On January 23 in Davos kicks off 48-th annual world economic forum (WEF). Traditionally, in the Swiss city will gather politicians, leaders, heads of major corporations and other influential representatives of the world community. For example, Emmanuel macron, will participate in a new role. If he had previously represented his country as Minister of economy, now as President. However, attention will be drawn to the other person. It is expected that the forum will make Donald trump a report about the historic tax reform of the United States. In addition, for the first time the WEF, all seven of his co-chairmen will be women. In particular, among them, the head of the International monetary Fund (IMF) Christine Lagarde.
Meanwhile, in anticipation of the beginning of work of the WEF experts unveiled a traditional report on global risks that await us in 2018.
One of the main potential hazards the authors of the document called the hunger. According to them, a sudden crop failure or natural disaster can lead to a crisis on a global scale. Moreover, with a concomitant jump in the price of food. Food shortage in one country could quickly destabilize the situation in neighboring.
In particular, a high risk of shortage of fish in the future. The fact that currently a third of all consumed fish caught illegally. Poachers are increasingly using high technology for its production. The consequences of weak control over this area can be catastrophic.
However, the WEF experts saw advantages in the global economy. According to their data, the recession ended in: stocks rose in 2017 by a two-digit value. In addition, according to the IMF, last year, global GDP growth will reach 3.6%. A year earlier it reached 3.2%.

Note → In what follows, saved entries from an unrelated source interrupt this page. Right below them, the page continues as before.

PR #760, opened 2018-03-03
New rules: No duplicate header/footer

### LINKED ISSUE #682: Extend 'landmark-one-main' rule to fail if a page has more than one banner, or contentinfo landmark
Ensures that a page contain not more than one main, banner and contentinfo landmarks unless in nested document or application role.

If extending this rule does not seem appropriate, it is a good case for a new best practice rule

WilcoFiers:
This PR replaces #732. Additionally, it closes #682.


bitbon57:
682

doc/rule-descriptions.md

However, any minor correction in the market hurt the countries where the share of owners of financial instruments is great. First of all we are talking about the US and the UK. And financial disasters can be triggered by cyber attacks, which are now distributed worldwide. The result will be panic among the population. And if a crisis 2007-2008 it managed to extinguish through the infusion of public funds in a way to reassure the population won’t work.
Meanwhile, experts interviewed by “MK”, warn of a new round of crisis. As noted by leading analyst Amarkets Artem Deev, the main feature of this is the catastrophic situation with the debt level in China. As you know, the people’s Bank of China last year has poured into the economy almost $3 trillion, which is equivalent to 2.5% of Russia’s GDP. Such actions of the authorities of China are trying to delay its own collapse. However, the cash infusion does not even cover the interest on already accumulated debt. “Currently, the debt of China to GDP exceeds 300%. In other words, the country became a pyramid scheme and not to change anything,” says the Deev.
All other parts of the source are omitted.